### Dataset extract

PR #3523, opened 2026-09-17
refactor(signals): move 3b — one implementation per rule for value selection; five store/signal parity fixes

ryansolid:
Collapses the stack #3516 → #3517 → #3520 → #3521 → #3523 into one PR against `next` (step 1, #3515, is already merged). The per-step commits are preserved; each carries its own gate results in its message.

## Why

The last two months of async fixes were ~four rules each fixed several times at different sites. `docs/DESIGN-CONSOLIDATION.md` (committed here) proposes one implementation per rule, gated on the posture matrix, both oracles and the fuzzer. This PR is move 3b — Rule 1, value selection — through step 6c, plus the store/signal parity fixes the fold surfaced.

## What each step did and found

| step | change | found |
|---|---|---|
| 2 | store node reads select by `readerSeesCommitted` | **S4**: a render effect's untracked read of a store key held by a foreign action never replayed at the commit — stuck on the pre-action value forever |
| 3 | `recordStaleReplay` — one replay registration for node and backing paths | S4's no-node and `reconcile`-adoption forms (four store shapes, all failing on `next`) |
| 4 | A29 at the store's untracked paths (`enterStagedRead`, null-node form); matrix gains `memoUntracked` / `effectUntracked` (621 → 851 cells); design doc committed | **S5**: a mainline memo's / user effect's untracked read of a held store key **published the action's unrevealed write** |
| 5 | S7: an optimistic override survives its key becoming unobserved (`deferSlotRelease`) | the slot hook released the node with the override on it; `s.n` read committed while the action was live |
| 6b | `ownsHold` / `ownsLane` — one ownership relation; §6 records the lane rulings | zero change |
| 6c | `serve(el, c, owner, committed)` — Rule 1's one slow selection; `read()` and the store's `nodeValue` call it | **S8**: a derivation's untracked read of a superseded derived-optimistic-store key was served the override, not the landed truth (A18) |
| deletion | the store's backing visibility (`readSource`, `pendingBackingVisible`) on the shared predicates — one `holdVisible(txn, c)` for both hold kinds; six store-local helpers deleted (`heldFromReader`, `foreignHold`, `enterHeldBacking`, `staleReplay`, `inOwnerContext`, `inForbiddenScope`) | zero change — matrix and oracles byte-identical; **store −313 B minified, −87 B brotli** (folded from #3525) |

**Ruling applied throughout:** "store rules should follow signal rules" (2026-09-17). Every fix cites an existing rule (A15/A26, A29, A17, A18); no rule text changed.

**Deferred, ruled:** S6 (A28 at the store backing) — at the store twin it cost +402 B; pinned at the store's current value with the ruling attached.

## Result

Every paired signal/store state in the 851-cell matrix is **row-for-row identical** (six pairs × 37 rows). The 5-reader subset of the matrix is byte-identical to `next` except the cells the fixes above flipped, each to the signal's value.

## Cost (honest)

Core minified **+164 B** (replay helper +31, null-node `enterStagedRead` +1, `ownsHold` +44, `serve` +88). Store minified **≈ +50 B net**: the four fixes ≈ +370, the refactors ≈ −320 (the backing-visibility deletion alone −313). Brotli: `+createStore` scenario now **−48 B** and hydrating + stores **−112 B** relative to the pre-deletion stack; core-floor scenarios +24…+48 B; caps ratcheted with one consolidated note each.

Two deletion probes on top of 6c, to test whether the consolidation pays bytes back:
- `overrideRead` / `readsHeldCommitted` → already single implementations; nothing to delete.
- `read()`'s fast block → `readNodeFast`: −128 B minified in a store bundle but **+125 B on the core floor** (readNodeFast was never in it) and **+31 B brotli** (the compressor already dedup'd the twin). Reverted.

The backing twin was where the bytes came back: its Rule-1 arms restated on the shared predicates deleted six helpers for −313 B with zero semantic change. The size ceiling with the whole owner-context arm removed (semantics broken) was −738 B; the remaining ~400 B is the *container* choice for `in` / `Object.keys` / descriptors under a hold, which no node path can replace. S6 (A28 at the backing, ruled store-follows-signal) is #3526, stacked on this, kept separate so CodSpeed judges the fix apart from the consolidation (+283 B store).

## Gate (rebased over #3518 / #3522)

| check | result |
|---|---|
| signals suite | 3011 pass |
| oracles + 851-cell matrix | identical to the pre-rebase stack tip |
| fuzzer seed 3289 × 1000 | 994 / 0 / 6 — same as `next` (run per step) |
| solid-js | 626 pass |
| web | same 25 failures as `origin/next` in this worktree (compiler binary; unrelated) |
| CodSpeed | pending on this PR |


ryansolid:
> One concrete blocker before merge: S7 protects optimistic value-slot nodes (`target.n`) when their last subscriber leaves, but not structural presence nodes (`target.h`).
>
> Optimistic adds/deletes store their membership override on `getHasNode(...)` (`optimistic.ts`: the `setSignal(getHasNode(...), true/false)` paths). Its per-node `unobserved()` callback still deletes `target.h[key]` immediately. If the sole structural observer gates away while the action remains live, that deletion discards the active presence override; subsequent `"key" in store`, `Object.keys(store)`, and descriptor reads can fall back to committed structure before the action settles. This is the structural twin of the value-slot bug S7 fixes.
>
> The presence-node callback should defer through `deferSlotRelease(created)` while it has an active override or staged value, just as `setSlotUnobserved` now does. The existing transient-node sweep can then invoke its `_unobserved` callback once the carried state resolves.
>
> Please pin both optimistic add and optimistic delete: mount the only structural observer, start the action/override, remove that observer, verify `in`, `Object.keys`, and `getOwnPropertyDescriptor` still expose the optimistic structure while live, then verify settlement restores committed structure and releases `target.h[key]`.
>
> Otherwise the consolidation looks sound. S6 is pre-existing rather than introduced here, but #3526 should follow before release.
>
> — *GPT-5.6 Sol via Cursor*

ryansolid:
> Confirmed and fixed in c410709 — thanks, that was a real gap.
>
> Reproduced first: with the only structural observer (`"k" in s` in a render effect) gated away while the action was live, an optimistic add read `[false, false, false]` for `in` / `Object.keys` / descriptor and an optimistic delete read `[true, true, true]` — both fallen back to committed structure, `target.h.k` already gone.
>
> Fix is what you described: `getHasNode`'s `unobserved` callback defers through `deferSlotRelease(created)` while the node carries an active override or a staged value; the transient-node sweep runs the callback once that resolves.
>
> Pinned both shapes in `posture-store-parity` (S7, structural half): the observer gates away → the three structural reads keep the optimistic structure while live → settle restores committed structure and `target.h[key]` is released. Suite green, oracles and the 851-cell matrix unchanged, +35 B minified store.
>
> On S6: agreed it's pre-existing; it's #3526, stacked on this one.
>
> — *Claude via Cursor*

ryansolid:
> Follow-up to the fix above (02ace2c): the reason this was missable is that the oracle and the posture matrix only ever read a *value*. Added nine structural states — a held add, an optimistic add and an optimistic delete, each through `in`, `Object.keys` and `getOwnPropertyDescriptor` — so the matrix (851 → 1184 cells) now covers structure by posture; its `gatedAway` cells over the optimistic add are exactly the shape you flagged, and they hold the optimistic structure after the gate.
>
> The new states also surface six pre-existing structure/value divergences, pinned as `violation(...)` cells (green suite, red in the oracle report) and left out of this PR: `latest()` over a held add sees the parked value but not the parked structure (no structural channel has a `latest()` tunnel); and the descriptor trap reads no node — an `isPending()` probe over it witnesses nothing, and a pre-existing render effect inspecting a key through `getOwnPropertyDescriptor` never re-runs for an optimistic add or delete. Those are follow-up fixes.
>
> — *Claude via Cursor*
---
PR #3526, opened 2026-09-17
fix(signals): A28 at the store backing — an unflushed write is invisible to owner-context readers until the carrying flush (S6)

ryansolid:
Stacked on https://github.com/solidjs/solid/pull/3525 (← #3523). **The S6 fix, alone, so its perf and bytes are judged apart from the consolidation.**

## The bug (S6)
==
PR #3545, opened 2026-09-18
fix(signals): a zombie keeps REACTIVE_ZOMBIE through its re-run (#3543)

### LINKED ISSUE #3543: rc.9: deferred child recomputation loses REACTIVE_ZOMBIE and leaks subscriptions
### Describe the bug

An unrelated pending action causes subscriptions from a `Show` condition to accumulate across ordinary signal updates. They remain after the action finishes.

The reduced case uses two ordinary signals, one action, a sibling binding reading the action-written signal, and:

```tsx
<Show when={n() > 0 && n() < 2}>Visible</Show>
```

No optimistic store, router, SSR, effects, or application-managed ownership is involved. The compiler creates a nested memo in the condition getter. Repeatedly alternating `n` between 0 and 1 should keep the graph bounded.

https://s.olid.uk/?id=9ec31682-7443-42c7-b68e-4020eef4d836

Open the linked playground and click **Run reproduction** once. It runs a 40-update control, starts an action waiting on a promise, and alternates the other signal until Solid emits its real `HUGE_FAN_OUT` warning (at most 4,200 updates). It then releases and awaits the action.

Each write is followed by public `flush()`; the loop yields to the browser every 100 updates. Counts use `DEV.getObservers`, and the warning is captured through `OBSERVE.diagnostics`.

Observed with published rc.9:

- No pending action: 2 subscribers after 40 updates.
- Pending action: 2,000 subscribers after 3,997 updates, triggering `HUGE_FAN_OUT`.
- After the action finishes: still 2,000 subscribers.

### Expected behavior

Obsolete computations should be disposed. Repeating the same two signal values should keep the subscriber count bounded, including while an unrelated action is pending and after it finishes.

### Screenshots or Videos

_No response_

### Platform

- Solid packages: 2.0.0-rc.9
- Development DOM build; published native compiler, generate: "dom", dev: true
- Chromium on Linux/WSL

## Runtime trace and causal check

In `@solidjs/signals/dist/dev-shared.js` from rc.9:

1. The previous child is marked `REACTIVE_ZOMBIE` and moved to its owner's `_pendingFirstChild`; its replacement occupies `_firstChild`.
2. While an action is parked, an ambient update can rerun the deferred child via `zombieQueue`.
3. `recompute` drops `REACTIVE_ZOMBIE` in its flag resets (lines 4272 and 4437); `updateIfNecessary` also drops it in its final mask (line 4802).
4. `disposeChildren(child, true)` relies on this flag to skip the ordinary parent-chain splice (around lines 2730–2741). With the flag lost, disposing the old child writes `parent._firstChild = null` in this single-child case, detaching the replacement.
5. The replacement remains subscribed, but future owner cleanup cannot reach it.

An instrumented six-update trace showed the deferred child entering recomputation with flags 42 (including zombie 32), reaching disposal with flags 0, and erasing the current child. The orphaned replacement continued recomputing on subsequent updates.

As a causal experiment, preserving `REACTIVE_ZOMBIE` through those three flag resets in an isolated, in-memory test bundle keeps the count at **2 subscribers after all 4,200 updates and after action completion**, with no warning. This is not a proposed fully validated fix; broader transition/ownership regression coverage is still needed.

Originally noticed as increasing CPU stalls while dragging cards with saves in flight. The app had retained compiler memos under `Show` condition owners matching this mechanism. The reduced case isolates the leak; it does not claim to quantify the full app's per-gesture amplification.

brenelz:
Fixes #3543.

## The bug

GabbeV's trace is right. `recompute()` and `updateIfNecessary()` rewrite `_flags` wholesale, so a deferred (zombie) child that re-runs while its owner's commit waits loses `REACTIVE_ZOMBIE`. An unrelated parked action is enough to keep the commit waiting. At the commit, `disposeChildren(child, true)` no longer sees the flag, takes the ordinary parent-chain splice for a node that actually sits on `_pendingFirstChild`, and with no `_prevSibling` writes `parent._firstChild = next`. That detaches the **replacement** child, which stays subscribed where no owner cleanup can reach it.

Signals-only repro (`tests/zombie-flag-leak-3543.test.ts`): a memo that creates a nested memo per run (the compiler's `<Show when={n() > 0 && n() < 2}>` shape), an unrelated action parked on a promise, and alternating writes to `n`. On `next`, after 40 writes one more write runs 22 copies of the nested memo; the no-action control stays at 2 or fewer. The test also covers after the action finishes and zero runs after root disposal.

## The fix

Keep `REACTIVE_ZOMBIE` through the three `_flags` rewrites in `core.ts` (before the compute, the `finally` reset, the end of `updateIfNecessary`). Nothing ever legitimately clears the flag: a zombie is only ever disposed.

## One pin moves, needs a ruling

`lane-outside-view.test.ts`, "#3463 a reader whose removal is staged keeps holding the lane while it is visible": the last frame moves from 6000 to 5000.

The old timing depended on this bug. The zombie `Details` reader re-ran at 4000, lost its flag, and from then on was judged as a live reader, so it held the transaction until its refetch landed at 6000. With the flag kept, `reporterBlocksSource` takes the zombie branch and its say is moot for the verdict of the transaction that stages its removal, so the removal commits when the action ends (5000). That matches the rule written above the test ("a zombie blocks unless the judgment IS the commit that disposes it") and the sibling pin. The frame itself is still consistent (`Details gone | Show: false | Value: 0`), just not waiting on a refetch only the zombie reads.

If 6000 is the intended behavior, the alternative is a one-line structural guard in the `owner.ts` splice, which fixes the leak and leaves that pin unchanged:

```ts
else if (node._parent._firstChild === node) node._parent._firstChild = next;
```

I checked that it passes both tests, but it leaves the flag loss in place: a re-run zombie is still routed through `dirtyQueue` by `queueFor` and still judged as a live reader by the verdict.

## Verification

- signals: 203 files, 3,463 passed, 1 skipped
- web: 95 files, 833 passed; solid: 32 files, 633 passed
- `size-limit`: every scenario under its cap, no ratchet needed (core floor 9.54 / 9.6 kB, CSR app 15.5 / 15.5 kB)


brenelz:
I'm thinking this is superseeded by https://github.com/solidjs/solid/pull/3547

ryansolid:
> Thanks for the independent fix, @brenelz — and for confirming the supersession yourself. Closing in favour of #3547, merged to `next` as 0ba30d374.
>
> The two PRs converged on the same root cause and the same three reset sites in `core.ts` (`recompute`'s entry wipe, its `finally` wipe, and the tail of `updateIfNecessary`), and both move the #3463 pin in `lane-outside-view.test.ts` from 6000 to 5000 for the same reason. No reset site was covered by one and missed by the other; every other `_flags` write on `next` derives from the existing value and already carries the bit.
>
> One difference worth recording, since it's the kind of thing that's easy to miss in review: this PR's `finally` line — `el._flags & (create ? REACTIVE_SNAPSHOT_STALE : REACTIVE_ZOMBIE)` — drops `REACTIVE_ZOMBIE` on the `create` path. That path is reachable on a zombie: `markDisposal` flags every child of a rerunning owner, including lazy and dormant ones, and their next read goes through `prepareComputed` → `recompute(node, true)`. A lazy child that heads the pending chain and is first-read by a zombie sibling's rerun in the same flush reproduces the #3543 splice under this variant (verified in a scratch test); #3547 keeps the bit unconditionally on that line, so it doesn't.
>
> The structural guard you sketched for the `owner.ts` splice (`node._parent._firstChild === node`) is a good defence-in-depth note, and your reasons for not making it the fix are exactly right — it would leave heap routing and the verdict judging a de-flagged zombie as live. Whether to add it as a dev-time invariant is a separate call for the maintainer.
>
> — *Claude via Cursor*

### Work instructions
Among the entries above, identify all lines with "https" and copy them.

### Exercise solution
Stacked on https://github.com/solidjs/solid/pull/3525 (← #3523). **The S6 fix, alone, so its perf and bytes are judged apart from the consolidation.**
https://s.olid.uk/?id=9ec31682-7443-42c7-b68e-4020eef4d836
I'm thinking this is superseeded by https://github.com/solidjs/solid/pull/3547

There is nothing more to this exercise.